# Law Enforcement - Off-duty carrying



## Marcus99 (Apr 23, 2008)

I'm studying Criminal Justice next year, not sure exactly what I'll do with it but definately something with Law Enforcement. I know it's jumping ahead a bit, but I've always been curious as to the procedure that Law Enforcement officials, particularly police officers, follow when they are off-duty. For example, do you/are you allowed to carry your department issued handgun, do you need a CCW permit for the state you serve in as well as other states or does your badge cover you everywhere, etc.

Thanks a lot,
Marcus


----------



## SuckLead (Jul 4, 2006)

Ok, I'm not a cop, but I sell guns to cops. What I have picked up from them in conversation is that they need to keep their badge with them at all times but do not need a CCW if they have the badge (they do need pistol purchase permits here, though). They need to get and qualify with a concealed handgun, and they are given a list of preapproved handguns to choose from. That's all I've got, and I'm not sure if it is the same everywhere or not.


----------



## nelskc (Jan 15, 2008)

I am not a police officer either, but my dad and uncle are, and I worked as a correction officer for a bit. They need to carry their comission card, that is always needed for offduty carry, badge was optional. At their department you can carry your duty weapon off duty if you want, or any smaller personal weapon. If you want to carry a small backup weapon ON duty you need to qualify with it. Your duty weapon is yours take home and carry as you wish. That was in Washington at least.


----------



## submoa (Dec 16, 2007)

H.R.218: The Law Enforcement Officers Safety Act of 2004 
(Enrolled as Agreed to or Passed by Both House and Senate)

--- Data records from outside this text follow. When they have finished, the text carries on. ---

PR #400, opened 2017-09-07
regex-syntax: update to Unicode 10.0

### LINKED ISSUE #391: Update to more recent version of Unicode
This still uses Unicode 7.0.0 which causes serious discrepancies in the handling of e.g. `XID_Start` and `XID_Continue` properties. For instance, `^\p{XID_Continue}$` doesn't match `U+17828`, whereas [unicode-xid](https://crates.io/crates/unicode-xid)'s `UnicodeXID::is_xid_continue()` correctly returns `true` for this code point.

cuviper:
Fixes #391


BurntSushi:
@cuviper Nice! Thanks. @bors r+

PR #403, opened 2017-10-05
[doc] Fix get() function name

behnam:
It feels like it's a left-over after some codemod, since there's no `at()` method on this type.


behnam:
It's here on live docs: https://doc.rust-lang.org/regex/regex/struct.Regex.html#examples-1

BurntSushi:
Ah yup, nice find! @bors r+

Issue #348, opened 2017-03-15
on short strings that request captures, don't run the DFA


BurntSushi:
Currently, if a caller requests captures, then we always run the DFA to determine the *extent* of the match and then we run either the Pike VM or the bounded backtracker on only the extent of the match to fill in the capture locations. This works well when searching long strings because the DFA can save the NFA engines from doing a lot of work. But on short strings, the DFA probably doesn't pay for itself, so we should just run one of the NFA engines if the string is short enough. (More precisely, in cases where the *match* is roughly the same length as the entire string, then the DFA isn't helping us at all since the NFA engine will still run the length of the match. But, obviously, this case isn't possible to know up front, so we use "short strings" as a likely predictor of that case.)

There should be some experimentation to determine where this boundary lies, so that we can invent a heuristic for when the string is "short enough."

arielb1:
If a regex is "anchored" (starting with a `^` and ending with a `$`), then there is never a point in determining the extent of the match. Anchored regexes are quite a common use-case when regexes are used for parsing/validation.

BurntSushi:
@arielb1 That's a good observation! We should add that to the heuristic as well.

One possible downside I just thought of: the DFA is still useful in the non-match scenario, since it can detect a match failure much more quickly than the NFA engines can.

BurntSushi:
For anyone interested in working on this, the relevant code is in the core implementation of the `read_captures_at` method: https://github.com/rust-lang/regex/blob/d813518e2a199884cd38a4e32497a7453db79697/src/exec.rs#L513

In particular, right now, it will always run the DFA engine if the DFA engine was selected by the compiler. The optimization in question here would be to add a conditional [in the DFA case](https://github.com/rust-lang/regex/blob/d813518e2a199884cd38a4e32497a7453db79697/src/exec.rs#L545) that checks if a string is below a certain length, and if it is, just skip directly to [running the NFA](https://github.com/rust-lang/regex/blob/d813518e2a199884cd38a4e32497a7453db79697/src/exec.rs#L551).

To pick the right length, I'd suggest writing a micro benchmark that:

1. Uses a regex with several capture groups.
2. Searches strings of varying lengths.

You may find it useful to construct the regex and the search text such that the regex matches the entire text. In particular, there are cases where running the DFA *and* the NFA is actually faster because the DFA can determine "not a match" more quickly than the NFA can.

[...]

PR #410, opened 2017-10-27
Issue 348

ethanpailes:
I took a crack at implimenting #348, but ended up running into some squirrly results with the benchmark that I wrote. During some runs the optimization behaved as expected, but for most there was no real corrilation between input size and performance. I suspect I'm missing some benchmarking trick, so an insight would be appreciated. The steps I used to test the benchmark are outlined in a comment above the new benchmarks I added (in `bench/src/misc.rs`).

For now I've just done the anchor optimization.

As I was learning about the code base I also noticed a few documentation references that had drifted out of date, so I fixed those.

### DIFF
--- a/HACKING.md
+++ b/HACKING.md
@@ -270,9 +270,9 @@ N.B. To run tests for the `regex!` macro, use:
 
 The benchmarking in this crate is made up of many micro-benchmarks. Currently,
 there are two primary sets of benchmarks: the benchmarks that were adopted
-at this library's inception (in `benches/src/misc.rs`) and a newer set of
+at this library's inception (in `bench/src/misc.rs`) and a newer set of
 benchmarks meant to test various optimizations. Specifically, the latter set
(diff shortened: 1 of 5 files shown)


BurntSushi:
@ethanpailes Thanks so much for putting in the work for this optimization! It might take me a bit to review this, but I just wanted to chime in. :-)

ethanpailes:
Unfortunatly, I did end up in a place where you have more review work than I would have hoped because of those weird benchmark results, so it makes sense that it might take a little while to review.

BurntSushi:
I've rolled this PR into https://github.com/rust-lang/regex/pull/436. Thanks!

BurntSushi:
@ethanpailes There should definitely be a way to observe a performance difference on unanchored regexes, but the anchored optimization is definitely a step in the right direction. I don't quite have time to do the benchmark analysis for unanchored regexes though. From briefly looking at your regexes, my gut says that you need to make the match bigger.

PR #413, opened 2017-10-31
Tiny PR: update a the ByteInput comment

ethanpailes:
At some ByteInput switched to being backed by actual bytes
rather than a string. This commit just removes the dangling
reference to the old representation.

I just noticed this while reading through code, so I thought I would send the patch your way.

### DIFF
--- a/src/input.rs
+++ b/src/input.rs
@@ -223,10 +223,6 @@ impl<'t> Input for CharInput<'t> {
 }
 
 /// An input reader over bytes.
-///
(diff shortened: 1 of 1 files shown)


BurntSushi:
Excellent, thank you! @bors r+

ethanpailes:
I tried to reproduce that test failure by switching to beta and running both `cargo test` and `./ci/script.sh`, but I coudn't reproduce the failure.

PR #416, opened 2017-11-15
gcc::Config -> gcc::Build

ethanpailes:
gcc::Config has been depreciated since gcc 0.3.51.
The change was introduced by commit
dc7162fe40e6b31811e8879c9860fd9eafe6aa46 in the gcc
crate. This patch just changes the bench build script
to use the new name.

### DIFF
--- a/bench/build.rs
+++ b/bench/build.rs
@@ -41,7 +41,7 @@ fn main() {
             we!("re2 cannot be found by pkg-config");
             process::exit(1);
         }
-        gcc::Config::new()
+        gcc::Build::new()
             .cpp(true)
             .flag("-std=c++11")
             .file("src/ffi/re2.cpp")


ethanpailes:
Closing because I just went back to look at the 0.3 release and it looks like Build was not yet there. This shouldn't get switched over until bench depends on a new enough version of the GCC crate.

BurntSushi:
@ethanpailes Sorry, but this doesn't make any sense to me. This should, in theory, require a version bump in `Cargo.toml`, no? I think if you put `gcc = "0.3.51"` in the `Cargo.toml`, then this change should actually be OK. But yeah, in general, we should move to `cc`, but its minimum Rust version is `1.13`, while `regex` is still on `1.12`.

ethanpailes:
@BurntSushi Yeah I noticed that version issue right after I opened this PR, so I closed it quickly. It sounds like you were already aware of the issue.

BurntSushi:
@ethanpailes I wasn't actually. :P I was peripherally aware of the move from `gcc` to `cc` though.

Issue #408, opened 2017-10-15
investigate using boyer moore (for real) on longer query strings


BurntSushi:
See: https://github.com/BurntSushi/ripgrep/issues/617

ethanpailes:
I'm not sure that this will ever be worth it. I implemented tuned Boyer Moore in a [branch](https://github.com/ethanpailes/regex/tree/boyer-moore-research) on my fork to see if I could produce a speedup that could live behind a heuristic for pattern length, but the only case where I could get my TBM to win consistently was on the random data and large needle case. Whenever the text looked like natural language or the needle was small, TBM lost.

When I used a [needle size of 1000](https://github.com/ethanpailes/regex/blob/04c24870dcf415d9b5c529c49e78bde8408710f9/boyer-moore/bench/src/bench.rs#L184) TBM won on both random bytes and lorum ipsum, but it still lost on Sherlock.

I can't thing of any real use case where you are searching in random seeming data (maybe looking for a specific base64 encoded string in a big blob of base64 data). I would say genetic data is a use case, but according to J Moore BM and friends are (not the right choice)[http://www.cs.utexas.edu/users/moore/publications/sustik-moore.pdf] for that either.

Alternatively, I could have missed some optimizations that seem clearer to someone with more experience writing fast string search algorithms.

BurntSushi:
> I can't thing of any real use case where you are searching in random seeming data (maybe looking for a specific base64 encoded string in a big blob of base64 data).

One case I can think of is when you're searching for a hash in a file that contains a list of hashes. 

Another case that might be worth benchmarking is a needle that contains only common characters. There might be a win there with TBM that *doesn't* use memchr at all (because memchr has some amount of overhead, so if you call it frequently enough, it should be self defeating). But to be clear, this is only my intuition, which could be very wrong!

> Alternatively, I could have missed some optimizations that seem clearer to someone with more experience writing fast string search algorithms.

Just from glancing over the code, it looks pretty good to me. Very nice work. Do you want to work on trying to get it merged? We could start conservatively by only using BM when the needle is over a certain size. I'm not sure if I'd want it to be a separate crate just yet, but we could certainly work toward that.

ethanpailes:
> Another case that might be worth benchmarking is a needle that contains only common characters.

That's a good point. I will write a benchmark for that to see if it is a win. Another nice thing about that is that it would be pretty easy to have a factory method that looks at the pattern and switches to TBM if it does not have a sufficiently rare char.

[...]

PR #419, opened 2017-11-29
Add an implimentation of Tuned Boyer-Moore.

ethanpailes:
While the existing literal string searching algorithm
leveraging memchr is quite fast, in some case more
traditional approaches still make sense. This patch
provides an implimentation of Tuned Boyer-Moore as
laid out in Fast String Searching by Hume & Sunday.
Some refinements to their work were gleened from the
grep source.

See: #408 
See: [ripgrep-617](https://github.com/BurntSushi/ripgrep/issues/617)


bench/Cargo.toml
```diff
@@ -5,7 +5,7 @@ version = "0.1.0"
 authors = ["The Rust Project Developers"]
 license = "MIT/Apache-2.0"
 repository = "https://github.com/rust-lang/regex"
-documentation = "http://doc.rust-lang.org/regex/regex_syntax/index.html"
+documentation = "http://doc.rust-lang.org/regex/regex/index.html"
```
ethanpailes: This is just a random nit I had when reading the cargo file. It seems odd for the benchmark suite to point to the syntax crate for documentation. I'm not at all attached to this change.

src/lib.rs
```diff
@@ -514,7 +514,7 @@ another matching engine with fixed memory requirements.
 extern crate aho_corasick;
 extern crate memchr;
 extern crate thread_local;
-#[cfg(test)] extern crate quickcheck;
+#[macro_use] #[cfg(test)] extern crate quickcheck;
```
ethanpailes: Required to use the `quickcheck!` macro. If there is a reason to avoid pulling quickcheck macros I can refactor to use the `quickcheck` function.

src/literals.rs
```diff
@@ -392,7 +402,7 @@ impl SingleByteSet {
 ///
 /// TODO(burntsushi): Add some amount of shifting to this.
 #[derive(Clone, Debug)]
-pub struct SingleSearch {
+pub struct MemchrSearch {
```
ethanpailes: I renamed this guy because I thought the old name would be confusing in the presense of multiple search algorithms focused on finding a single literal.

ethanpailes:
@BurntSushi, do you have time to give this a quick "seems worthwhile" or "not right now"? It doesn't have to be a full review.

BurntSushi:
@ethanpailes Thanks for the ping! Looking over this, I think this actually looks pretty dang good. I don't have any specific comments so I think we should just bring it in. Thank you so much for doing this. :-) @bors r+

ethanpailes:
@BurntSushi, assuming tests pass, I'm now happy with this. The turnover length for patterns of uncommon chars seems to be around 7 or 8.

I want to take another crack at finding an absolute length turnover where TBM always wins even if the pattern chars are not that common, but that can go in another PR.

BurntSushi:
@ethanpailes Looks like quickcheck caught a bug?

ethanpailes:
So it does, I'll take another look.

ethanpailes:
I managed to blow away all my bug fixes when I updated the heuristic. I'm so good at git. Sorry about that.

ethanpailes:
@BurntSushi, I've had quickcheck running in a loop locally for a few hours, so it should be good to go now.

BurntSushi:
Thanks! Awesome work! @bors r+

PR #439, opened 2017-12-31
Add support for benchmarking D's std.regex

### LINKED ISSUE #430: Add benchmarks for D's std.regex
It would be interesting to include benchmarks for D's std.regex.

I have initial work for it, but it is not ready to be a pull request, and I probably won't find the time to clean it up:

Branch: https://github.com/mrmonday/regex/tree/d-phobos-benchmarks
Diff:  https://github.com/rust-lang/regex/compare/master...mrmonday:d-phobos-benchmarks

General notes/notes for Rustaceans who don't read D:

 * Phobos is the name of D's standard library
 * There are 2*2 cargo features, which specify the compiler (`ldc` (LLVM) vs `dmd` (Digital Mars/Reference compiler)), and the regex mode - runtime (no extension), or generated at compile time (`-ct`). There's also a gdc (GNU based) compiler, but it's not in the arch repo's, so I didn't test it.
 * Various things are hardcoded/half-baked "just make it work"
 * There's a `src/ffi/build_d.sh` file with the commands needed to build things on the D side. These should be moved into the `build.sh`
 * Everything was built/tested using the ldc/dmd versions from the Arch Linux repositories
    ```
    # ldc
    LDC - the LLVM D compiler (1.6.0):
      based on DMD v2.076.1 and LLVM 5.0.0
      built with DMD64 D Compiler v2.077.0
    # dmd
    DMD64 D Compiler v2.077.1 
    ```
 * Most of the regex is rather hackily parsed directly out of the Rust files on the D side at compile time, with some of the regex hard coded on the D side where it's anything but a string literal. It's probably easier/quicker to hard code it, but that's not what I did.
 * All the misc benchmarks run, most of sherlock runs (still some work to do), I haven't tested regexdna
 * Documentation for D's std.regex is here: https://dlang.org/phobos/std_regex.html

I'm happy to answer any questions to help this along, if I can.

mrmonday:
This PR adds support for benchmarking the runtime version of the D
programming language's std.regex using the dmd and ldc compilers.

Sample results on a Core i7-7280HQ:
 * Rust: [rust.results.txt](https://github.com/rust-lang/regex/files/1595383/rust.results.txt)
 * Rust bytes: [rust-bytes.results.txt](https://github.com/rust-lang/regex/files/1595382/rust-bytes.results.txt)
 * DMD: [dmd.results.txt](https://github.com/rust-lang/regex/files/1595386/dmd.results.txt)
 * LDC: [ldc.results.txt](https://github.com/rust-lang/regex/files/1595384/ldc.results.txt)

Comparisons:
 * Rust vs LDC: [rust-vs-ldc.txt](https://github.com/rust-lang/regex/files/1595381/rust-vs-ldc.txt)
 * Rust Bytes vs LDC: [rust-bytes-vs-ldc.txt](https://github.com/rust-lang/regex/files/1595388/rust-bytes-vs-ldc.txt)
 * DMD vs LDC: [dmd-vs-ldc.txt](https://github.com/rust-lang/regex/files/1595385/dmd-vs-ldc.txt)

LDC is LLVM based, so should give the "most fair" results in terms of comparisons. I haven't checked that the exact flags/same optimisation levels are used.

This PR does not include the CTFE versions of the benchmarks - I may add these in a follow up PR. Older benchmarks did not show a definitive speed up - some benchmarks were faster (compared to runtime variants), some were slower. The compile times were noticably larger.

Closes #430


mrmonday:
The build failure seems to be a single Travis build timing out - it looks unrelated to my changes. I don't have access to retry it, otherwise I would.

BurntSushi:
CI is on the fritz. I'll look into it. Definitely unrelated. I pulled this PR down and tried it myself. It worked perfectly! Thanks so much for doing this! (I think this would have taken me personally 100 times as long to do as you!)

PR #493, opened 2018-06-25
regex: expose lower level search APIs

### LINKED ISSUE #219: Regex::captures forces an allocation on every call
Every time one calls `captures`, a new allocation for storing the location of captures is created. This allocation has size proportional to the number of captures in the regex.

This is also true for `captures_iter`, where every iteration results in a new allocation. An iterator could reuse the allocation in theory, but ownership of the captures is transferred to the caller. Even if we could reuse the capture locations, we couldn't give the caller a mutable borrow, since that immediately puts us in the "streaming iterator" conundrum.

The most sensible API I can think of is to:
1. Permit the caller to build empty `Captures` values from a given `Regex` such that it has the right size.
2. Pass a mutable borrow to a `Captures` to a call to `captures`, which lets the caller control the allocation.

It's not quite clear how to apply this to `captures_iter` while still implementing `Iterator`. I suspect we should probably borrow from the `io::BufReader::read_line` style methods. e.g.,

> One Hundred Eighth Congress of the United States of America
> 
> AT THE SECOND SESSION
> 
> ...


----------



## Dave James (May 15, 2007)

When I was still on the job it depended on the department I worked for, on weather or not you carried the issued weapon, a couple of them wouldn't let you for some arcane reason, the others would and one made it mandatory. All required you to carry your credentials with .

Although not needed for most sworn Leo's a wise Ole Sgt once told me as soon as possible to apply for and carry a CCW lic. It can help cover your ass, So i did and taught that for a number of years to the younger troops.

Now with HR-218 on the books not sure it would be needed, but not all states are playing the same game when it comes to the 218 law.


----------



## unpecador (May 9, 2008)

My uncle is in Law Enforcement, he does not wear a Police uniform and only he knows when he's on or off duty, he's always carrying concealed anyways and he has a wallet that has his badge and photo ID issued by his department.


----------



## TampaSsgt (Apr 3, 2008)

I was a LEO in the State of Ohio (late 70's to mid 80's), At that time we were mandated to carry off-duty all the time.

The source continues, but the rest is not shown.